On October 30th, 2020, the 40 kilometer Samos Fault, just offshore from the Greek island of Samos, slipped at a depth of about 21 kilometers, unleashing a devastating earthquake that has been variously measured at M6.7, M6.9, and M7.0. The intensity reached VIII on the Mercalli scale. This was the largest magnitude the fault is capable of, and many witnesses said it’s one of the longest earthquakes they’ve experienced. One said the shaking lasted 25 seconds. That becomes an eternity when you’re trying to find safety.

Shaking was felt as far away as Athens, Crete, and Istanbul. Even seismic stations in Yellowstone recorded it.

Seismograph readings of the October 30, 2020 Aegean Sea earthquake

Seismograph readings of the October 30, 2020 Aegean Sea earthquake taken from instruments in Yellowstone, Wyoming. Credit: James St. John (CC BY 2.0)

The depth, magnitude, and duration of this earthquake, combined with unreinforced masonry or poorly built structures, all added up to tragedy. Over a hundred people are dead, more than a thousand injured. Nine boats sank and more than twenty ran aground. Dozens of buildings were partially or completely destroyed in cities along Turkey’s Aegean coast. On Samos, 300 buildings, many of them unreinforced masonry structures built in the early 1900s, were severely damaged, and a church partially collapsed. Teenage sweethearts were crushed to death when a masonry wall collapsed on them. And thousands of people were left homeless during a pandemic.

This earthquake happened on an undersea normal fault. 1.8 meters of crust were displaced, and the upper edge of the fault rupture was only at a depth of 1.5 kilometers. Since motion on a normal fault is mostly vertical, and the quake was so shallow, this rupture caused a small tsunami that swept hundreds of meters inland in coastal towns on Samos and Turkey. Even the island of Kos, 100 kilometers to the south, experenced a half-meter sea rise. One person in Turkey died when the tsunami struck them, overturning their wheelchair. Damage from flooding is extensive along the coasts, and fish were seen swimming in the floodwaters inside a guesthouse in Sığacık, Turkey.

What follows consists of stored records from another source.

PR #6719, opened 2023-10-02
remove publisher-place for booklike acta-universitatis-agriculturae-s…

POBrien333:
…ueciae.csl

https://forums.zotero.org/discussion/108228/style-update-acta-universitatis-agriculturae-sueciae#latest


adam3smith:
Thanks!

PR #6724, opened 2023-10-06
Update univerza-na-primorskem-fakulteta-za-vede-o-zdravju-apa.csl

patrikpucerfvz:
Updated style to APA 7

### DIFF
--- a/univerza-na-primorskem-fakulteta-za-vede-o-zdravju-apa.csl
+++ b/univerza-na-primorskem-fakulteta-za-vede-o-zdravju-apa.csl
@@ -7,7 +7,7 @@
     <id>http://www.zotero.org/styles/univerza-na-primorskem-fakulteta-za-vede-o-zdravju-apa</id>
     <link href="http://www.zotero.org/styles/univerza-na-primorskem-fakulteta-za-vede-o-zdravju-apa" rel="self"/>
     <link href="http://www.zotero.org/styles/apa-6th-edition" rel="template"/>
-    <link href="https://apastyle.apa.org/style-grammar-guidelines/references/examples" rel="documentation"/>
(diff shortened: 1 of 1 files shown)


adam3smith:
How is this style different from APA 7th set to Slovenian?

patrikpucerfvz:
> How is this style different from APA 7th set to Slovenian?

The APA 7th in Slovenian language uses "&" when citing instead of "in", which is the correct form in Slovenian.

bwiernik:
So it is identical to the APA 7 (no ampersand) style (which uses the localized word of "and" rather than &)?

patrikpucerfvz:
> So it is identical to the APA 7 (no ampersand) style (which uses the localized word of "and" rather than &)?

More or less, with some other minor changes like the editors' tagging, which is not capitalized (so ur. instead of Ur.) and stuff like that. These are all changes accepted at out faculty and we needed to change the original APA 7 style.

What are you suggesting? To change the original APA 7 in Slovenian instead?

adam3smith:
> What are you suggesting? To change the original APA 7 in Slovenian instead?

We weren't suggesting as much as wondering if it'd be possible to avoid some of the massive code duplication, but given the extent of the changes, I don't think that's the case here. I think if we were able to localize both the ampersand and the contextual comma, we could consider what to do about the lowercasing of abbreviations etc.

adam3smith:
That said -- there is no longer a link to documentation for this variant, which is a problem. If the style diverges from APA, just linking to the apastyle website isn't going to work.

patrikpucerfvz:
> That said -- there is no longer a link to documentation for this variant, which is a problem. If the style diverges from APA, just linking to the apastyle website isn't going to work.

I have not put a link to the documentation, because there's no official URL yet. The final draft of the documentation is under revision and I hope it will be published till the end of this week.

adam3smith:
OK, this is good to merge from my end. One final inquiry -- it lists APA 6th as a template. That's correct? This looks like you may have started from the 7th edition?

adam3smith:
Thanks!

PR #6725, opened 2023-10-07

POBrien333:
https://forums.zotero.org/discussion/108349/style-update-request-american-society-for-horticultural-science

Observation:
no "submitted" or "granted" CSL terms were available (for patents). Add in a future CSL update?


adam3smith:
Yes, we somehow missed those terms in 1.0.2 although they're pretty commonly needed

PR #6727, opened 2023-10-10
Create journal-of-rehabilitation-medicine.csl

POBrien333:
https://forums.zotero.org/discussion/99514/style-request-journal-of-rehabilitation-medicine#latest


adam3smith:
Thanks!

PR #6729, opened 2023-10-11
Update lund-university-school-of-economics-and-management.csl

Hannahglad:
The style has changed regarding how many authors you spell out and when you use et al. Therefore I have changed the number 4 to 3 to match the style.


adam3smith:
Thanks!

PR #422, opened 2019-03-15
Import dup name

aurambaj:


aurambaj:
yes I will but I may do some other implementation. We shouldn't hard fail the import but that implementation is random. Going to think more about it

PR #430, opened 2019-03-29
Add optional third party TMS links to the text unit info

aurambaj:


webapp/src/main/resources/config/application.properties
```diff
@@ -147,6 +147,11 @@ l10n.PluralFormUpdater=true
 #l10n.link.{repository}.commit.url=http://github.com/${gitHubRepository}
 #l10n.link.{repository}.commit.label=${gitHubRepository}
 
+#l10n.link.{repository}.thirdParty.url=http://sometool.com/?
+#l10n.link.{repository}.thirdParty.urlComponent=queryParamToEncode=${assetPath}
```
magezil: Did you intend to have two equal signs here? (One between `urlComponent` and `queryParamToEncode`, the other between `queryParamToEncode` and `${assetPath}`

webapp/src/main/resources/public/js/components/workbench/GitBlameInfoModal.js
```diff
@@ -184,19 +185,53 @@ let GitBlameInfoModal = React.createClass({
...
+        let url = LinkHelper.renderUrl(urlTemplate, urlComponentTemplate, params);
+        let label = LinkHelper.renderTemplate(labelTemplate, params);
+        return <a href={url}>{label}</a>;
+    },
+
+    getThirdPartyLink() {
+        let params = this.getParamsForLinks();
+        let url = LinkHelper.renderUrl(this.getThirdPartyUrlTemplate(), this.getThirdPartyUrlComponentTemplate(), params);
+        let label = LinkHelper.renderTemplate(this.getThirdPartyLabelTemplate(), params);
+        return <a href={url}>{label}</a>;
```
magezil: you can just reuse the logic of `renderLink` to create the link: `return this.renderLink(this.getThirdPartyUrlTemplate(), this.getThirdPartyUrlComponentTemplate(), this.getThirdPartyLabelTemplate(), params)`

webapp/src/main/resources/public/js/components/workbench/GitBlameInfoModal.js
```diff
@@ -271,7 +293,7 @@ let GitBlameInfoModal = React.createClass({
      */
     getLocationExtractorPrefix() {
         try {
-            return this.props.appConfig.link.link[this.props.textUnit.getRepositoryName()].location.extractorPrefix;
```
magezil: does this work without the second `link`? 😮

webapp/src/main/resources/config/application.properties
aurambaj: yes, the first is the delimiter of the property file and after that it can be anything. For a query param `=` is used between the key and the value

webapp/src/main/resources/public/js/components/workbench/GitBlameInfoModal.js
aurambaj: :D introduced the function for this... Thanks for catching!

webapp/src/main/java/com/box/l10n/mojito/react/ReactAppConfig.java
```diff
@@ -1,11 +1,13 @@
 package com.box.l10n.mojito.react;
 
+import com.fasterxml.jackson.annotation.JsonUnwrapped;
 import org.springframework.beans.factory.annotation.Autowired;
 import org.springframework.stereotype.Component;
 
 @Component
 public class ReactAppConfig {
 
+    @JsonUnwrapped
```
aurambaj: @magezil remove a level of "link" with the `@JsonUnwrapped` annotation. I didn't make sense to have two, I think it was just there as a result have having the map in an object

webapp/src/main/resources/public/js/components/workbench/GitBlameInfoModal.js
aurambaj: see comment on `@JsonUnwrapped`

webapp/src/main/java/com/box/l10n/mojito/react/ReactAppConfig.java
magezil: Awesome! I agree that it doesn't make sense to have two.

PR #434, opened 2019-04-05
inital smartling PR with working API calls to authenticate, refresh and pull source strings

chidinmae:


webapp/src/main/java/com/box/l10n/mojito/smartling/SmartlingClient.java
```diff
@@ -0,0 +1,199 @@
...
+    }
+
+    public enum RequestType {
+        AUTHENTICATION,
+        REFRESH,
+        SOURCE_STRINGS,
+        WITH_TOKEN
+    }
+
+    Map<String, Object> getPayloadMap(RequestType requestType) {
```
aurambaj: probably better to have 2 independent functions and not pass the `requestType` in that case

webapp/src/main/java/com/box/l10n/mojito/entity/ThirdPartyTranslations.java
```diff
@@ -0,0 +1,39 @@
+package com.box.l10n.mojito.entity;
+
+import javax.persistence.*;
+
+/**
+ * Entity used to store the mapping between third party translation ids and mojito text units.
```
aurambaj: nitpick: it is mapping text units ("string") not really translations

webapp/src/main/java/com/box/l10n/mojito/entity/ThirdPartyTranslations.java
```diff
@@ -0,0 +1,39 @@
...
+ *
+ * @author chidinmae
+ */
+@Entity
+@Table(name = "third_party_translations")
```
aurambaj: so `third_party_translations` -> `third_party_text_unit` (we don't use 's' in the table names)

webapp/src/main/java/com/box/l10n/mojito/smartling/SmartlingClient.java
```diff
@@ -0,0 +1,199 @@
...
+            map.put("refreshToken", refreshToken);
+        }
+        return map;
+    }
+
+    HttpHeaders getHttpHeadersForJson(RequestType requestType) {
+        HttpHeaders headers = new HttpHeaders();
+        headers.setContentType(MediaType.APPLICATION_JSON);
+        if (requestType == RequestType.SOURCE_STRINGS) {
+            headers.set("Authorization", "Bearer " + authToken);
```
aurambaj: why do we set only the auth header for "source string", looks like we should have a function for unauth and one for auth request. So following previous comment, probably better to split in 2 functions.

The logic for unauth is probably gonna be unique and might be inlined. vs auth that will be shared by all API calls

webapp/src/main/java/com/box/l10n/mojito/smartling/SmartlingClient.java
```diff
@@ -0,0 +1,199 @@
...
+            authToken = authenticationResponse.getResponse().getData().getAccessToken();
+            refreshToken = authenticationResponse.getResponse().getData().getRefreshToken();
+        }
+        return authenticationResponse;
+    }
+
+    AuthenticationResponse postForAuthentication(HttpEntity<Map<String, Object>> httpEntity, String authApiV2) throws SmartlingClientException {
+        String postForObject = restTemplate.postForObject(
+                authApiV2, httpEntity, String.class);
+        ObjectMapper json = new ObjectMapper();
```
aurambaj: no need to re-instanciate the `ObjectMapper` all the time, should be moved as an attribute. there is shared one in the app that can be autowired as well

webapp/src/main/java/com/box/l10n/mojito/smartling/SmartlingClient.java
```diff
@@ -0,0 +1,199 @@
...
+        try {
+            authenticationResponse = json.readValue(postForObject, AuthenticationResponse.class);
+        } catch (IOException e) {
+            e.printStackTrace();
+            throw new SmartlingClientException(e.getMessage());
+        }
+        return authenticationResponse;
+    }
+
+    public AuthenticationResponse refresh() throws SmartlingClientException {
```
aurambaj: this is never called?

webapp/src/main/java/com/box/l10n/mojito/smartling/SmartlingClient.java
```diff
@@ -0,0 +1,199 @@
...
+
+    AuthenticationResponse postForAuthentication(HttpEntity<Map<String, Object>> httpEntity, String authApiV2) throws SmartlingClientException {
+        String postForObject = restTemplate.postForObject(
+                authApiV2, httpEntity, String.class);
+        ObjectMapper json = new ObjectMapper();
+        AuthenticationResponse authenticationResponse;
+        try {
+            authenticationResponse = json.readValue(postForObject, AuthenticationResponse.class);
+        } catch (IOException e) {
+            e.printStackTrace();
```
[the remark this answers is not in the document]
chidinmae: thanks! this was from testing

webapp/src/main/java/com/box/l10n/mojito/smartling/SmartlingClientConfiguration.java
```diff
@@ -0,0 +1,36 @@
...
+import org.springframework.context.annotation.Configuration;
+
+@Configuration
+@ConfigurationProperties("l10n.smartling")
+public class SmartlingClientConfiguration {
+
+    String userIdentifier;
+    String userSecret;
+
+    @ConditionalOnProperty("${l10n.smartling.userIdentifier:true} && ${l10n.smartling.userSecret:true}")
```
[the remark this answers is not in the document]
chidinmae: https://stackoverflow.com/a/51257660

webapp/src/main/java/com/box/l10n/mojito/smartling/SmartlingClient.java
chidinmae: we set no auth header for auth and refresh because they are not required, I don't think it needs to be split https://api-reference.smartling.com/#tag/Authentication

webapp/src/main/java/com/box/l10n/mojito/smartling/SmartlingClient.java
chidinmae: as I said when you requested the PR, the work is incomplete

webapp/src/main/java/com/box/l10n/mojito/smartling/SmartlingClient.java
aurambaj: my comment was unclear. I got that it doesn't set the header since it is fetching the information for it. 

what I was trying to say is:
1) if more APIs get added to the client, for each of those, the "if" statement will have to be updated with the new request type and that doesn't scale. It is also hard to test and overall won't be clean
2) there is no point during the auth flow to call a function that has logic specific to the API calls that need the authorization header. 

So there should be a base method that gets the header for JSON (used by the auth flow), then have a method that gets header for requests that needs authentication (get source string and new ones later). The later method calls the method to get header for JSON and then adds the authorization header. 

And this was related to the previous comment. there shouldn't be a single `getPayloadMap` method with a if statement for each request type. Instead there should be a function for each request type.

webapp/src/main/java/com/box/l10n/mojito/smartling/request/AuthenticationData.java
```diff
@@ -0,0 +1,51 @@
...
+
+    public void setAccessToken(String accessToken) {
+        this.accessToken = accessToken;
+    }
+
+    public void setTokenType(String tokenType) {
+        this.tokenType = tokenType;
+    }
+
+    public AuthenticationData() {}
```
aurambaj: no need for the empty constructor. same in other classes

xiayewang:
Looks good to me overall. Nitpicking suggestion, looks like there are common logics shared between AuthenticationResponse and SourceStringsResponse. Can we create BaseResponse to extract the common logic like formatError and response code check?

webapp/src/main/java/com/box/l10n/mojito/entity/ThirdPartyTextUnit.java
```diff
@@ -0,0 +1,48 @@
...
+       indexes = {@Index(name = "UK__TP_TEXT_UNIT", columnList = "third_party_text_unit_id", unique = true)})
+public class ThirdPartyTextUnit extends AuditableEntity {
+
+    @Column(name = "third_party_text_unit_id")
+    private String thirdPartyTextUnitId;
+
+    @Column(name = "mapping_key")
+    private String mappingKey;
+
+    @JoinColumn(name = "tm_text_unit_id", foreignKey = @ForeignKey(name = "FK__THIRD_PARTY_TRANSLATION_TEXT_UNIT__TM_TEXT_UNIT__ID"))
```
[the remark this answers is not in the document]
chidinmae: ok could you add that naming convention somewhere I can reference?

webapp/src/main/java/com/box/l10n/mojito/smartling/SmartlingClient.java
```diff
@@ -0,0 +1,206 @@
...
+            String msg = formatAuthenticationErrorMessage(authenticationResponse);
+            throw new SmartlingClientException(msg);
+        } else {
+            Instant now = Instant.now();
+            lastAuthentication = now;
+            lastRefresh = now;
+            nextAuthentication = now.plus(Duration.ofHours(authenticationDurationHours));
+            nextRefresh = now.plus(Duration.ofMinutes(refreshDurationMinutes));
+            authToken = authenticationResponse.getResponse().getData().getAccessToken();
+            logger.info(authToken);
```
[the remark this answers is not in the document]
chidinmae: yes thanks left over from testing now that is voided

webapp/src/main/java/com/box/l10n/mojito/entity/ThirdPartyTextUnit.java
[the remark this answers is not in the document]
aurambaj: that's knowledge we share during code reviews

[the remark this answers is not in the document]
aurambaj: also since this PR doesn't contain any "service" logic, it is better to have only the Smartling client code here and move this entity in the PR for the service where it will be used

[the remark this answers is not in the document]
chidinmae: sure thing, will remove

chidinmae:
> Looks good to me overall. Nitpicking suggestion, looks like there are common logics shared between AuthenticationResponse and SourceStringsResponse. Can we create BaseResponse to extract the common logic like formatError and response code check?

Thanks, I've added a BaseResponse

chidinmae:
> Can you please add a test for the Smartling client? something similar to the SlackClientTests. Even if it can't be run during the standard test suite, we'll have it to run one off tests.
> 
> We may want to have a mechanism to invalidate the tokens. If the server return an authentication error it looks like it will keep failing by using the same token until it is expired.

ok to add test in next PR?

aurambaj:
> > Can you please add a test for the Smartling client? something similar to the SlackClientTests. Even if it can't be run during the standard test suite, we'll have it to run one off tests.
> > We may want to have a mechanism to invalidate the tokens. If the server return an authentication error it looks like it will keep failing by using the same token until it is expired.
> 
> ok to add test in next PR?

Please add the tests at the time as the code, so in this PR.

webapp/src/main/java/com/box/l10n/mojito/smartling/SmartlingClient.java
```diff
@@ -0,0 +1,188 @@
...
+        }
+        return authenticationResponse;
+    }
+
+    public void refresh() throws SmartlingClientException {
+        Instant now = Instant.now();
+        Instant nextCalculatedRefresh = now.plus(Duration.ofMinutes(refreshDurationMinutes));
+        if (nextRefresh.isAfter(now) && nextAuthentication.isAfter(now)) {
+            return;
+        } else if (nextCalculatedRefresh.isAfter(nextAuthentication)) {
```
aurambaj: why is do we need `nextCalculatedRefresh`? Shouldn't `nextAuthentication` be enough to know when to do authentication again?

webapp/src/main/java/com/box/l10n/mojito/smartling/SmartlingClient.java
```diff
@@ -0,0 +1,188 @@
...
+            authenticate();
+            return;
+        }
+        Map<String, Object> payload = getPayloadMapRefresh();
+        AuthenticationResponse authenticationResponse;
+        try {
+            authenticationResponse = postForAuthentication(payload, AUTH_API_V2_REFRESH);
+        } catch (SmartlingClientException e) {
+            throw new SmartlingClientException(e.getMessage());
```
aurambaj: can just re-throw:

```
} catch (SmartlingClientException e) {
     throw e;
}
```

webapp/src/main/java/com/box/l10n/mojito/smartling/SmartlingClient.java
```diff
@@ -0,0 +1,188 @@
...
+        }
+
+        if (authenticationResponse.isAuthenticationErrorResponse()) {
+            authenticate();
```
aurambaj: what's the different between those 3 error cases? why do we sometime re-authenticate and sometimes throw an exception?

webapp/src/main/java/com/box/l10n/mojito/smartling/SmartlingClient.java
```diff
@@ -0,0 +1,188 @@
...
+
+    RestTemplate restTemplate = new RestTemplate();
+    ObjectMapper objectMapper = new ObjectMapper();
+
+    String userIdentifier;
+    String userSecret;
+    String authToken = null;
+    String refreshToken = null;
+    Instant lastAuthentication = null;
+    Instant lastRefresh = null;
```
aurambaj: same, it looks like this variable is set but not used anywhere

webapp/src/main/java/com/box/l10n/mojito/smartling/SmartlingClient.java
```diff
@@ -0,0 +1,188 @@
...
+    static final String API_BIND_CONTEXT_TO_HASHCODE = DEFAULT_BASE_HOST + "context-api/v2/projects/{projecId}/bindings";
+
+    RestTemplate restTemplate = new RestTemplate();
+    ObjectMapper objectMapper = new ObjectMapper();
+
+    String userIdentifier;
+    String userSecret;
+    String authToken = null;
+    String refreshToken = null;
+    Instant lastAuthentication = null;
```
aurambaj: It looks like this variable is set but not used anywhere

webapp/src/main/java/com/box/l10n/mojito/smartling/SmartlingClient.java
```diff
@@ -0,0 +1,188 @@
...
+        return new HttpEntity<>(payload, getHttpHeadersForJsonWithAuthorization());
+    }
+
+    public void authenticate() throws SmartlingClientException {
+        Map<String, Object> payload = getPayloadMapAuthentication();
+        AuthenticationResponse authenticationResponse;
+        try {
+            authenticationResponse = postForAuthentication(payload, AUTH_API_V2_AUTHENTICATE);
+        } catch (SmartlingClientException e) {
+            throw new SmartlingClientException(e.getMessage());
```
aurambaj: here, you should just re-throw the exception, not re-create one.

```
catch (SmartlingClientException e) {
            throw e;
```

webapp/src/main/java/com/box/l10n/mojito/smartling/SmartlingClient.java
```diff
@@ -0,0 +1,188 @@
...
+    AuthenticationResponse postForAuthentication(Map<String, Object> payload, String authApiV2) throws SmartlingClientException {
+        HttpEntity<Map<String, Object>> httpEntity = getHttpEntityForPayload(payload);
+        String postForObject = restTemplate.postForObject(
+                authApiV2, httpEntity, String.class);
+        AuthenticationResponse authenticationResponse;
+        try {
+            authenticationResponse = objectMapper.readValue(postForObject, AuthenticationResponse.class);
+        } catch (IOException e) {
+            logger.error(e.getMessage());
+            throw new SmartlingClientException(e.getMessage());
```
aurambaj: In general, it is is better to have an explicit message about what is failing and log/chain the exception.
```
} catch (IOException e) {
            String msg = "Could not deserialize the authentication response";
            logger.error(msg, e); 
            throw new SmartlingClientException(msg, e);
}
```

but in that case you should be able to let the restTemplate do the Jackson deserialization instead of getting a String and then converting with the object mapper.

webapp/src/main/java/com/box/l10n/mojito/smartling/SmartlingClient.java
```diff
@@ -0,0 +1,188 @@
...
+        Map<String, Object> payload = getPayloadMapPullSourceString();
+
+        HttpEntity<Map<String, Object>> httpEntity = getHttpEntityForPayloadWithAuthorization(payload);
+
+        Map<String, String> pathVariables = new HashMap<>();
+        pathVariables.put("projectId", projectId);
+        pathVariables.put("fileUri", file);
+        pathVariables.put("offset", offset.toString());
+        UriTemplate template = new UriTemplate(API_PULL_SOURCE_STRINGS);
+        ResponseEntity<String> exchange = restTemplate.exchange(
```
aurambaj: same as before, the restTemplate do the Jackson deserialization instead of getting a String and then converting with the object mapper.

webapp/src/test/java/com/box/l10n/mojito/smartling/SmartlingClientTest.java
```diff
@@ -0,0 +1,44 @@
...
+    @Value("${test.l10n.smartling.offset:0}")
+    Integer offset;
+
+    @Test
+    public void testClient() throws SmartlingClientException {
+        Assume.assumeNotNull(userIdentifier, userSecret);
+        SmartlingClient smartlingClient = new SmartlingClient(userIdentifier, userSecret);
+
+        smartlingClient.authenticate();
+        smartlingClient.refresh();
```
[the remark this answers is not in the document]
chidinmae: Its not needed, I can remove them from the test.

webapp/src/main/java/com/box/l10n/mojito/smartling/SmartlingClient.java
chidinmae: restTemplate doesn't do well with nested classes which is why I convert from string to the class with jackson

webapp/src/main/java/com/box/l10n/mojito/smartling/SmartlingClient.java
chidinmae: this is to pre-emptively authenticate if this refresh is close to the next time we need to authenticate

webapp/src/main/java/com/box/l10n/mojito/smartling/SmartlingClient.java
aurambaj: hm, I'm surprised since it should be using Jackson too and we've been using it without issue. Can you show the exact failure with nested classes? it should probably be fixable.

chidinmae: I don't have the logs anymore so I'd have to recreate the conditions, can do so later if yo'd like

webapp/src/main/java/com/box/l10n/mojito/smartling/SmartlingClient.java
chidinmae: 1. authentication error means we should authenticate 
2. any other response code that is not success and that is not related to authentication should be surfaced 
3. not authentication error and not not success code means it is a success code and we should set the refresh token.

webapp/src/main/java/com/box/l10n/mojito/smartling/SmartlingClient.java
chidinmae: but will also add a check for if nextAuthentication is after now

webapp/src/main/java/com/box/l10n/mojito/smartling/SmartlingClient.java
```diff
@@ -0,0 +1,165 @@
...
+    }
+
+    <T> HttpEntity<T> getHttpEntityForPayloadWithAuthorization(T payload) {
+        return new HttpEntity<>(payload, getHttpHeadersForJsonWithAuthorization());
+    }
+
+    public void authenticate() throws SmartlingClientException {
+        Map<String, Object> payload = getPayloadMapAuthentication();
+        AuthenticationResponse authenticationResponse;
+        try {
```
aurambaj: `try catch` is not needed since the method `throws SmartlingClientException`

webapp/src/main/java/com/box/l10n/mojito/smartling/SmartlingClient.java
```diff
@@ -0,0 +1,165 @@
...
+    RestTemplate restTemplate = new RestTemplate();
+
+    String userIdentifier;
+    String userSecret;
+    String authToken = null;
+    String refreshToken = null;
+    Instant nextAuthentication = Instant.now();
+    Instant nextRefresh = Instant.now();
+    // Refresh tokens are valid for up to 1 hour
+    Integer refreshDurationMinutes = 50;
```
aurambaj: should this be constant? doesn't seem to be changed

webapp/src/main/java/com/box/l10n/mojito/smartling/SmartlingClient.java
```diff
@@ -0,0 +1,165 @@
...
+    // Authentication tokens can be refreshed for up to 24 hours
+    Integer authenticationDurationHours = 23;
```
aurambaj: same, should this be constant? doesn't seem to be changed

webapp/src/main/java/com/box/l10n/mojito/smartling/SmartlingClient.java
```diff
@@ -0,0 +1,165 @@
...
+    public void refresh() throws SmartlingClientException {
+        Instant now = Instant.now();
+        Instant nextCalculatedRefresh = now.plus(Duration.ofMinutes(refreshDurationMinutes));
+        if (now.isAfter(nextAuthentication) || nextCalculatedRefresh.isAfter(nextAuthentication)) {
+            authenticate();
+        } else if (!(nextRefresh.isAfter(now) && nextAuthentication.isAfter(now))) {
+            Map<String, Object> payload = getPayloadMapRefresh();
+            AuthenticationResponse authenticationResponse;
+            try {
+                authenticationResponse = postForAuthentication(payload, AUTH_API_V2_REFRESH);
```
aurambaj: same, try catch is not needed since the method `throws SmartlingClientException`

aurambaj:
looks great! 

Can you rebase (sounds like there is conflict) and squash into 1 commit? Then I'll merge

PR #440, opened 2019-04-24
Don't escape "annotation" in Android

aurambaj:


webapp/src/main/java/com/box/l10n/mojito/okapi/filters/AndroidXMLEncoder.java
```diff
@@ -2,41 +2,56 @@
...
+@Configurable
 public class AndroidXMLEncoder extends net.sf.okapi.common.encoder.XMLEncoder {
 
+    /**
+     * logger
+     */
+    static Logger logger = LoggerFactory.getLogger(AndroidXMLEncoder.class);
+
     // trying to match variables between html tags, for example, <b>%d</b>, <i>%1$s</i>, <u>%2$s</u>
-    private static final Pattern ANDROID_VARIABLE_WITHIN_HTML = Pattern.compile("(&lt;[b|i|u]&gt;)((.*?)%(([-0+ #]?)[-0+ #]?)((\\d\\$)?)(([\\d\\*]*)(\\.[\\d\\*]*)?)[dioxXucsfeEgGpn](.*?))+(&lt;/[b|i|u]&gt;)");
```
aurambaj: @jeeyi not sure to understand that requirement. Do you remember what it was for?

webapp/src/main/java/com/box/l10n/mojito/okapi/filters/AndroidXMLEncoder.java
```diff
@@ -2,41 +2,56 @@
...
      * New escaping, should be come default but keep it as an option for backward compatibility. Can invert the option
      * later to old escaping or just remove it
      */
     boolean newEscaping = false;
 
+    @Autowired
+    UnescapeUtils unescapeUtils;
+
     public AndroidXMLEncoder(boolean newEscaping) {
         this.newEscaping = newEscaping;
```
aurambaj: @jeeyi If you get a chance to test the new escaping, I think it will be nice to turn it on by default.

to use it right now: `mojito push -r android -fo newEscaping=true`

jeeyi: Let me test it and get back to you

jeeyi: @aurambaj With the new escaping, some strings need re-translation because they do not match anymore. I am okay to make the new escaping the default as long as there is a way to use the old one. I can update our push command for Android.

webapp/src/main/java/com/box/l10n/mojito/okapi/filters/AndroidXMLEncoder.java
jeeyi: I can't remember it anymore. As long as all unit tests work, we can remove it.

aurambaj: `testLocalizeAndroidStringsWithEscapedHTMLAndCDATA` seems to test that case, just not sure to understand in that case why it should behave like. I won't touch it

webapp/src/main/java/com/box/l10n/mojito/okapi/filters/AndroidXMLEncoder.java
aurambaj: Yes that make sense since the behavior is slightly different. I believe that accepting the old string should be fine since it should be backward compatible in term of Android app but I haven't done extensive testing. 

I'm gonna swap the option for `oldEscaping` then. Usage will be `-fo oldEscaping=true` and if not set it will use the new escaping by default

jeeyi: Got it!

jeeyi:
@aurambaj please fix the test failures.

webapp/src/main/java/com/box/l10n/mojito/okapi/filters/AndroidXMLEncoder.java
aurambaj: Also I think most of the change should be backward compatible (only changing how quotes are handled). The things that might be different are line feed. They used to show escaped in the translation and now, it is real line feed. Are those the main differences you see?

I'm thinking a good way could be to just push+import for the current files with the new escaping. It will re-import the small diff and then you don't have to use `-fo oldEscaping=true` at all.

jeeyi:
Thank you!

PR #444, opened 2019-05-03
screenshots: adding ThirdPartTextUnit entity

chidinmae:


chidinmae:
> When adding an entity it is also need to add a migration script with it: http://www.mojito.global/docs/guides/open-source-contributors/#to-generate-the-final-migration-script-before-committing-code
> 
> Are we going to have another table to keep track of the screenshots that needs to be uploaded? We can put both table in one commit to have a single migration script.

would prefer to make that a separate diff once more of the screenshot methods are in place, API calls, etc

Shortly after the earthquake, scientists from the National and Kapodistrian University of Athens discovered that Samos had been permanently elevated by 18-25 centimeters. The uplift is particularly visible along the shoreline. That’s an incredible amount of change, geologically speaking, and it happened in just seconds.

This was the deadliest earthquake of 2020 (so far – don’t put it past 2020 to lob an even worse one our way). It’s the first time Greece has suffered any earthquake casualties since the last time an earthquake struck the Aegean, back in 2017. And strong aftershocks will continue to rock the region for some time to come.

Rescue workers climb collapsed slabs of concrete at night. Curtains and blankets are visible protruding from the wreckage.

Rescue workers attempt to locate people trapped in a collapsed building in Turkey. Credit: Oğulcan Bakiler (VOA)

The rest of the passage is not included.